In fairness, she could admit that the last seven years had involved a great deal of fun.

She had satisfied her curiosity about many facets of human behavior in a number of delightful and intriguing ways.

But she had never taken the same pleasure in their exploits that Margo had.

She had never looked at their pictures in the scandal sheets and been able to recognize herself.

After they had been sent down from finishing school, they had considered, for a time, trying to go along with what was expected of them.

But Margo could never manage it. She was forever blurting out something shocking or hurling herself into some new, delicious scrape.

And while Matilda could have done it—could have played the demure debutante—it would have felt like a lie.

They had half-chosen, half-fallen into their scandalous reputations, and Matilda could not say now what she could have done differently.

She would never have let her twin go it alone.

“Do you enjoy this?” asked Ashford. His face was still forbidding.

“Enjoy what?”

“Doing just as you please. Tossing expectation to the ground and running over it in your phaeton.”

“Sometimes.” She glanced down at her gloved fingers. “When I feel it is worthwhile.” She made herself look back up at him and tilted up her chin. “I like our phaeton. I have a particular fondness for fast driving.”

He made a sound somewhere between a groan and a sigh. “Of course you do.”

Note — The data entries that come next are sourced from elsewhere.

Issue #483, opened 2013-04-10
Add 'tab' order to GUI components


Cervator:
Just realized we don't have it. Primarily thinking about the main menu like the create world screen or various settings
##

Cervator:
Closing this as completed at long last by #3561 - woohoo!

PR #3260, opened 2018-02-14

It was decided that they would act the part of a married couple.

She had suggested it, of course. She had not really expected him to go along with the idea—despite how very reasonable it was!—but to her surprise, he’d merely looked around the post-chaise as though for some escape route. Finding none, he had agreed with only a half-hearted protest.

That had surprised her.

It had surprised her even more when he had tucked her cloak around her shoulders when they stopped for the night, bundled her into the inn, and placed one hand on her back, warm and solid, as he addressed the innkeeper.

“Adjoining rooms,” he’d said in that growly voice that she liked so much. “If you have them. If nothing adjoining, I shall share with my wife.”

Matilda’s mind echoed back the words in a kind of half-aroused, half-alarmed daze.

I shall share with my wife.

Good Lord. Surely he did not mean that the way it sounded.

Did he?

No, he could not. She was the one who found all of his scowls and brooding erotic. He was no doubt experiencing a dozen variations on annoyance and headache.

But then he said it again. A few minutes later—after adjoining rooms were made available, to Matilda’s mingled relief and disappointment—he directed the porter to carry his wife’s baggage up to their rooms.

Then again over dinner: “A glass of wine for my wife.”

Matilda felt something go loose inside her as she looked at him, his elegant mouth pronouncing the words.

She was sick! Demented! Why did she like it so much? He did not even mean it. It was not real. He had kissed her sister.

Despite these protestations, she found herself picking at the crust of her game pie and wondering if she should call him husband.

Would he enjoy that?

No. No. She did not care what he enjoyed. She flatly refused to think about it.

“Do you not like it?” Ashford demanded.